Only lines containing "orientation" are wanted from the data below. Copy those lines.

Stored data:
· · ·

PR #200, opened 2016-12-12
Add additional orientation options in hint.js and provide 3 examples using these orientation options

alee8:
Add 8 more orientation options all related to edges:
-   'edgetopLeft',
-   'edgebottomLeft',
-   'edgetopRight',
-   'edgebottomRight',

· · ·

> _Response to the task_
Add additional orientation options in hint.js and provide 3 examples using these orientation options
Add 8 more orientation options all related to edges:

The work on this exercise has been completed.